• _ASSIGNMENT_:
Each line of the data holding "such" should be found and copied.

• _DATA SHOWN_:
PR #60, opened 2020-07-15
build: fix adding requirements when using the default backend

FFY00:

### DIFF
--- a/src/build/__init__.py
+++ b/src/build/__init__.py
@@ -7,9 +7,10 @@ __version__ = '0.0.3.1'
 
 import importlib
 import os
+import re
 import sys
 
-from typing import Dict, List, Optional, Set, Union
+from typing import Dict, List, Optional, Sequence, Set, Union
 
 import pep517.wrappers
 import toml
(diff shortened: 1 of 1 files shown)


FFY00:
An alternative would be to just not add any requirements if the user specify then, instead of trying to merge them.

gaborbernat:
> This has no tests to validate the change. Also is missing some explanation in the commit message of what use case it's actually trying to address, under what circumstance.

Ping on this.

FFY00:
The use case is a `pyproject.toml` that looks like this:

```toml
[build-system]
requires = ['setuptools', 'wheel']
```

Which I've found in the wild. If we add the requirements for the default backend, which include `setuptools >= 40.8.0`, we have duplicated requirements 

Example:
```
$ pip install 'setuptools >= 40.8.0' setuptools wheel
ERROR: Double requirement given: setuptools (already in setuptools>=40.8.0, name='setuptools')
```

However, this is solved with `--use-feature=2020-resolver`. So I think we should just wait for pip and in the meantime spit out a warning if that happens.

...

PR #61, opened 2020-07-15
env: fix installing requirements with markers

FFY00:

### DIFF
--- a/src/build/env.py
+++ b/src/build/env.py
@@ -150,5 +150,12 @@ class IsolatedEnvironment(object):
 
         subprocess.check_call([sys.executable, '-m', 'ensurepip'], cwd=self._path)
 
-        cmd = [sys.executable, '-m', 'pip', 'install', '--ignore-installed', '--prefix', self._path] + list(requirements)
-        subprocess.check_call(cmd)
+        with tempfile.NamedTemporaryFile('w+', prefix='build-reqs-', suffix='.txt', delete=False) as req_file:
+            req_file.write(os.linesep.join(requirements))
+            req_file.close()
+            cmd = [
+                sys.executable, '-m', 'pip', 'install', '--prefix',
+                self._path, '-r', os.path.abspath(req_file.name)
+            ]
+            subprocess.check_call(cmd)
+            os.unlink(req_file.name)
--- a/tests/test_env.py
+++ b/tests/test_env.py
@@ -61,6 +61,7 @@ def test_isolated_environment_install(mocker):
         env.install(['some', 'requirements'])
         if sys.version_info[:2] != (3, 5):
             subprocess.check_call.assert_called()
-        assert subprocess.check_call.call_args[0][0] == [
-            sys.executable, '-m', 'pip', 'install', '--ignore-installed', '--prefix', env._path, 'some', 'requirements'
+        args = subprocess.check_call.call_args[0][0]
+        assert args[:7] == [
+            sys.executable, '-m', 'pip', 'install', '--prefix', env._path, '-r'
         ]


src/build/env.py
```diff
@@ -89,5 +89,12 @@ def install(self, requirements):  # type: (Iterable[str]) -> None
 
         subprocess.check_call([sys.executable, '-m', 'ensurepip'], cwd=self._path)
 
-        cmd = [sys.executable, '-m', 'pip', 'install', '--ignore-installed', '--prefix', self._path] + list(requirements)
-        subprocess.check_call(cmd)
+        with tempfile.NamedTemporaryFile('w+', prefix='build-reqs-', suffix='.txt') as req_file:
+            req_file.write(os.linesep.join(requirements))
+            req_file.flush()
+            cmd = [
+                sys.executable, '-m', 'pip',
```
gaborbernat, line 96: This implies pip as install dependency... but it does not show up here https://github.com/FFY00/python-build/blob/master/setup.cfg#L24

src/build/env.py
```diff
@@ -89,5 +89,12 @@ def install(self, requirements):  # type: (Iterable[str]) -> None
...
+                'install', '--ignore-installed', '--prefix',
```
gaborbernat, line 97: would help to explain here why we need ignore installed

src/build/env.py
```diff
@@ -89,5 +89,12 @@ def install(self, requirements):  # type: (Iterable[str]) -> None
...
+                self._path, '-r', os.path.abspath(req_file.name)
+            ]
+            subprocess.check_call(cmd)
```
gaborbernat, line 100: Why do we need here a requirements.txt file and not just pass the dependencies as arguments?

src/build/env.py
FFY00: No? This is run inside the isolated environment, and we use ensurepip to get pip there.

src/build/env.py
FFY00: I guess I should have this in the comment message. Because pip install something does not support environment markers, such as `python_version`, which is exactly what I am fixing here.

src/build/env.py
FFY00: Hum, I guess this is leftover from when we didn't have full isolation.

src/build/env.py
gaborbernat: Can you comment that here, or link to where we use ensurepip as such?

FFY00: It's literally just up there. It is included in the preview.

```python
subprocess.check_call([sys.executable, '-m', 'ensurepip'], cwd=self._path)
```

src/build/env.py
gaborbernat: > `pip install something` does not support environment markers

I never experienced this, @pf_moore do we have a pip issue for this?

• _YOUR SOLUTION_:
FFY00: I guess I should have this in the comment message. Because pip install something does not support environment markers, such as `python_version`, which is exactly what I am fixing here.
gaborbernat: Can you comment that here, or link to where we use ensurepip as such?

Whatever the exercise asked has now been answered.